======== THE RECORDS ========

PR #66, opened 2017-05-23
Denis/install options

DenisMishin:
1. more shared utils - SCP, remote scripts, sync utils, etc.
2. gravity cluster manipulation
3. rollback to terraform 0.9.3
4. code reorg : better separation of tests from common operations helper


infra/gravity/config.go
```diff
@@ -0,0 +1,123 @@
...
+func (config *ProvisionerConfig) WithTag(tag string) *ProvisionerConfig {
+	cfg := *config
+	cfg.tag = fmt.Sprintf("%s-%s", cfg.tag, tag)
+	cfg.stateDir = filepath.Join(cfg.stateDir, tag)
+
+	return &cfg
+}
+
+// WithNodes returns copy of config with specific number of nodes
+func (config *ProvisionerConfig) WithNodes(nodes uint) *ProvisionerConfig {
```
a-palchikov: Like here, no need for both pointer-receiver and pointer result

infra/gravity/provision.go
```diff
@@ -210,7 +164,27 @@ func Provision(ctx context.Context, t *testing.T, baseConfig ProvisionerConfig)
...
+
+	return sorted(gravityNodes), p.Destroy, nil
+}
+
+// sort Interface implementation
+type gravityList []Gravity
+
+func (g gravityList) Len() int { return len(g) }
+func (g gravityList) Swap(i, j int) {
+	tmp := g[i]
```
a-palchikov:
```go
g[i], g[j] = g[j], g[i]
```

infra/gravity/provision.go
```diff
@@ -210,7 +164,27 @@ func Provision(ctx context.Context, t *testing.T, baseConfig ProvisionerConfig)
...
 	}
 
-	return gravityNodes, p.Destroy, nil
+	logFn("[complete] OS=%s NODES=%d TAG=%s DIR=%s", baseConfig.os, baseConfig.nodeCount, baseConfig.tag, baseConfig.stateDir)
+
+	return sorted(gravityNodes), p.Destroy, nil
+}
+
+// sort Interface implementation
+type gravityList []Gravity
```
a-palchikov: s/gravityList/byPrivateAddr - to make the sort order clear

infra/gravity/runtest.go
```diff
@@ -0,0 +1,43 @@
...
+	Sequential = false
+)
+
+var reFuncName = regexp.MustCompile(`^([\w\/\.]+)\/([\d\w]+)\.([\d\w]+)$`)
+
+// Run is a handy wrapper around test runner to have a properly assigned tag, state dir, etc.
+func Run(ctx context.Context, t *testing.T, config *ProvisionerConfig, fn TestFunc, payload interface{}, parallel bool) bool {
+	fnName := runtime.FuncForPC(reflect.ValueOf(fn).Pointer()).Name()
+	vars := reFuncName.FindStringSubmatch(fnName)
+	require.Len(t, vars, 4, "internal error")
```
a-palchikov: not a helpful message

lib/ssh/run_parse.go
```diff
@@ -60,34 +61,45 @@ func RunAndParse(ctx context.Context, logFn LogFnType, client *ssh.Client, cmd s
 		return nil, exitStatusUndefined, trace.Wrap(err)
 	}
 
+	outCh := make(chan interface{}, 1)
```
a-palchikov: no reason for interface{}, just pack into a struct {error; []byte}

lib/ssh/scp.go
```diff
@@ -0,0 +1,88 @@
...
+func PutFile(ctx context.Context, logFn utils.LogFnType, client *ssh.Client, srcPath, dstDir string) (remotePath string, err error) {
+	session, err := client.NewSession()
+	if err != nil {
+		return "", trace.Wrap(err)
+	}
+	defer session.Close()
+
+	f, err := os.Open(srcPath)
+	if err != nil {
+		return "", trace.Wrap(err)
```
a-palchikov: There's `trace.ConvertSystemError` from os-specific errors to trace errors (if necessary)

lib/ssh/scp.go
```diff
@@ -0,0 +1,88 @@
...
+	}
+
+	errCh := make(chan error, 2)
+	go scpSendFile(session, f, fi, errCh)
+
+	go func() {
+		err := session.Run(fmt.Sprintf("/usr/bin/scp -tr %s", dstDir))
+		errCh <- err
```
a-palchikov: this error will not have any trace. I guess it will be harder to find the problem

lib/ssh/scp.go
```diff
@@ -0,0 +1,88 @@
...
+		return remotePath, nil
+	}
+}
+
+func scpSendFile(session *ssh.Session, file *os.File, fi os.FileInfo, errCh chan error) {
+	cmd := fmt.Sprintf("C%04o %d %s\n", fi.Mode()&os.ModePerm, fi.Size(), fi.Name())
+
+	out, err := session.StdinPipe()
+	if err != nil {
+		errCh <- trace.Wrap(err)
```
a-palchikov: this does not look super convenient. Split the work between another function to do all the work and return an error, then call it and send the result to the channel

lib/utils/collect_errors.go
```diff
@@ -0,0 +1,28 @@
...
+
+import (
+	"context"
+
+	"github.com/gravitational/trace"
+)
+
+// WaitForErrors collects errors from channel provided, honouring timeout
+func CollectErrors(ctx context.Context, count int, errChan chan error) error {
+	if count <= 0 {
```
a-palchikov: how about just using `cap(errCh)`?

infra/gravity/config.go
```diff
@@ -0,0 +1,123 @@
...
+	}
+
+	if cfg.stateDir = stateDir; cfg.stateDir == "" {
+		cfg.stateDir, err = ioutil.TempDir("", "robotest")
+		require.NoError(t, err, "tmp dir")
+	}
+
+	cfg.stateDir = filepath.Join(cfg.stateDir, cfg.tag)
+
+	return &cfg
```
DenisMishin: yep, I had some functions which returned it together with error, so although functions are gone, the pointer remains in case the need will arise again.

infra/gravity/runtest.go
```diff
@@ -0,0 +1,43 @@
...
+
+const (
+	Parallel   = true
+	Sequential = false
+)
+
+var reFuncName = regexp.MustCompile(`^([\w\/\.]+)\/([\d\w]+)\.([\d\w]+)$`)
+
+// Run is a handy wrapper around test runner to have a properly assigned tag, state dir, etc.
+func Run(ctx context.Context, t *testing.T, config *ProvisionerConfig, fn TestFunc, payload interface{}, parallel bool) bool {
```
a-palchikov: I'm not a big fan of `interface{}`. In this case, I'd encapsulate the payload in the `TestFunc` - e.g. instead of relaying it starting in Run, just create a TestFunc as a closure with the necessary parameters.

DenisMishin: it's used inside loops, an encapsulating payload there results in less readable code compared to current:

```
gravity.Run(ctx, t, config, cycleInstall, cycleInstallParam{nodes: size, cycles: 15}, gravity.Parallel)
```

a-palchikov: How's this less readable?
```go
gravity.Run(ctx, t, config, cycleInstall(cycleInstallParam{nodes: size, cycles: 15}), gravity.Parallel)

func cycleInstall(params cycleInstallParams) {
	return func(ctx context.Context, t *testing.T, baseConfig *gravity.ProvisionerConfig) {
		cfg := baseConfig.WithNodes(param.nodes)
		nodes, destroyFn, err := gravity.Provision(ctx, t, cfg)
		require.NoError(t, err, "provision nodes")
		defer gravity.Destroy(t, destroyFn)

		var c uint
		for c = 1; c <= param.cycles; c++ {
			gravity.OfflineInstall(ctx, t, nodes)
			gravity.Uninstall(ctx, t, nodes)
		}
	}
}
```

DenisMishin: closures have their set of issues with variable scoping
I changed into closures but IMHO they bring more bugs then interface{} usage

lib/ssh/commands.go
```diff
@@ -20,14 +16,14 @@ type Cmd struct {
 }
 
 // RunCommands executes commands sequentially
-func RunCommands(ctx context.Context, logFn utils.LogFnType, client *ssh.Client, commands []Cmd) error {
+func RunCommands(ctx context.Context, node SshNode, commands []Cmd) error {
```
a-palchikov: minor: the acronyms are usually not camel-cased (Ssh vs SSH): https://github.com/golang/go/wiki/CodeReviewComments#initialisms

suite/suite_test.go
```diff
@@ -32,18 +35,37 @@ func TestMain(t *testing.T) {
 		t.Fatal("options required")
 	}
 
-	testFn, there := suites[*testSuite]
+	config := gravity.LoadConfig(t, *configFile, *stateDir, *tag)
+
+	osFlavors := []string{}
+	for _, flavor := range strings.Split(*osFlag, ",") {
```
a-palchikov: shorter
```go
osFlavors := strings.Split(*osFlag, ",")
```
Off-topic: define a type of comma-separated string flags if more list parameters are to come:

```go
var osFlavors valueList
flag.Var(&osFlavors, "os", "ubuntu", "comma delimited list of OSes")

type valueList []string
func (r *valueList) String() string {return strings.Join(r, ",")}
func (r *valueList) Set(value string) error {
	*r = strings.Split(value, ",")
	return nil
}
```

PR #68, opened 2017-05-25
Alexey/e2e/refactoring

alex-kovoy:
- contains refactoring of the e2e/specs and e2e/ui packages


e2e/framework/test_context.go
```diff
@@ -209,10 +208,11 @@ type TestContextType struct {
...
 
 type BandwagonConfig struct {
-	Organization string `json:"organization" yaml:"organization" `
-	Username     string `json:"username" yaml:"username" `
-	Password     string `json:"password" yaml:"password" `
-	Email        string `json:"email" yaml:"email" `
+	Organization string `json:"organization" yaml:"organization" env:"ROBO_BANDWAGON_ORGANIZATION"`
+	Username     string `json:"username" yaml:"username" env:"ROBO_BANDWAGON_USERNAME"`
+	Password     string `json:"password" yaml:"password" env:"ROBO_BANDWAGON_PASSWORD"`
+	Email        string `json:"email" yaml:"email" env:"ROBO_BANDWAGON_EMAIL"`
```
DenisMishin: 1. I thought we agreed on eliminating global initializers such as ENV variables. Also you don't need them here. 
2. You don't use JSON tag
3. This config is part of Bandwagon defined as 
```
	// Bandwagon specifies bandwagon creation details
	Bandwagon *BandwagonConfig `json:"bandwagon,omitempty"`
```
- please add `validate` tag to the fields themselves : they either need be filled in in full OR replaced with default one as a whole if it came as `nil` from config file  - don't cherry pick default values as in `func (b *Bandwagon) SubmitForm(config framework.BandwagonConfig)`

e2e/uimodel/ui.go
```diff
@@ -0,0 +1,45 @@
...
+	return opscenter.Open(u.page, URL)
+}
+
+// GoToBandwagon navigates to bandwagon page and returns bandwagon object
+func (u *UI) GoToBandwagon(domainName string) bandwagon.Bandwagon {
+	return bandwagon.Open(u.page, domainName)
+}
+
+// EnsureUser navigates to given URL and ensures that a user is logged in
+func (u *UI) EnsureUser(URL string) {
```
DenisMishin: I think it'll be more readable if it would be two functions 
```
func (u *UI) Go(url string) (*UI)
func (u UI) RequireUserLoggedIn()
```

e2e/onprem_test.go
```diff
@@ -1,13 +1,127 @@
...
+	ctx := framework.TestContext
+	var ui uimodel.UI
+	var domainName string
+
+	BeforeEach(func() {
+		domainName = ctx.ClusterName
+		ui = uimodel.Init(f.Page)
+	})
+
+	It("should provision a new cluster [provisioner:onprem_install]", func() {
```
DenisMishin: I thought we discussed splitting that into dedicated functions so that tests could be composed out of them

e2e/uimodel/agent/agent.go
```diff
@@ -3,20 +3,23 @@ package agent
...
+	// Hostname is agent server hostname
 	Hostname    string
 	cssSelector string
 	page        *web.Page
 }
 
+// CreateAgentServer finds agent servers on the page and creates ui models
 func CreateAgentServer(page *web.Page, cssSelector string) AgentServer {
 	elem := page.Find(cssSelector)
 	Expect(elem).To(BeFound())
```
DenisMishin: As I understand it'll panic with very minimal messaging about what happened if the element is not there. At least maybe make is say the URL of page and CSS element name.

e2e/uimodel/utils/utils.go
```diff
@@ -135,8 +161,7 @@ func PauseForServerListRefresh() {
 }
 
 func Pause(params ...time.Duration) {
```
DenisMishin: doesn't seem to be used anywhere

e2e/uimodel/user/login.go
```diff
@@ -119,12 +73,37 @@ func (u *User) LoginWithGoogle() {
...
 }
+
+// EnsureUser navigates to given URL and ensures that a user is logged in
+func EnsureUser(page *web.Page, URL string) {
+	log.Infof("navigating to %q", URL)
+	login := framework.TestContext.Login
+	Expect(page.Navigate(URL)).To(Succeed())
+	count, _ := page.FindByClass("grv-user-login").Count()
+
+	if count != 0 {
```
DenisMishin: I wonder if it's good approach to try to login behind the scenes on every step, given how ofter that function is used. 
User should be logged in in the beginning of a test, this function should be called `Navigate()` or `Go()` and another function `RequiredLoggedIn()` could assert that user is still logged in.

e2e/uimodel/bandwagon/bandwagon.go
```diff
@@ -0,0 +1,88 @@
...
+	Expect(page.Navigate(url)).To(Succeed(), "should open bandwagon")
+	Eventually(page.FindByClass("my-page-btn-submit"), defaults.FindTimeout).
+		Should(BeFound(), "should wait for bandwagon to load")
+	return Bandwagon{page}
+}
+
+// SubmitForm submits bandwagon form
+func (b *Bandwagon) SubmitForm(config framework.BandwagonConfig) {
+	log.Infof("trying to submit bandwagon form")
+	if config.Organization == "" {
```
DenisMishin: not sure if it's a good approach to fill-in just some of the values with defaults. 
if no config is provided (config as a pointer == nil) then take a default one.

e2e/framework/test_context.go
alex-kovoy: it was a bad merge, will remove

e2e/uimodel/ui.go
alex-kovoy: Not sure how it would make it more readable when the goal is to ensure that user is logged in. We have several cases like one-time installer link or wizard mode when it's unclear upfront if login is required.

e2e/onprem_test.go
alex-kovoy: a lot of code went to the models providing a high level abstractions which are supposed to be used on the actual tests.

if we need to call 'expand with XXX' in _other_ tests then we can refactor above *It* into the method.

e2e/uimodel/agent/agent.go
alex-kovoy: i will be refining error messages as I proceed with other tasks. it would've been too much changes if i tried to address all in one PR.

e2e/uimodel/ui.go
DenisMishin: 1. The naming is obscure right now: I had to look inside the source of a function to understand what is it actually doing. 
2. Then I have an issue with this concept of logging in behind the scenes every time it's invoked. This approach would not allow you to catch i.e. a bug when some step user gets kicked out. Also you have this `BeforeEach()` where you could put an assert that user is logged in part of the test steps which expect user to be logged in already.
3. When you have a case as you described, when you're not sure, why not just check it and explicitly log in if needed.

e2e/uimodel/user/login.go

========

INSTRUCTIONS FOR THE TASK
Which lines of the records contain "remotePath"? Show each of them.

RESULT
+func PutFile(ctx context.Context, logFn utils.LogFnType, client *ssh.Client, srcPath, dstDir string) (remotePath string, err error) {
+		return remotePath, nil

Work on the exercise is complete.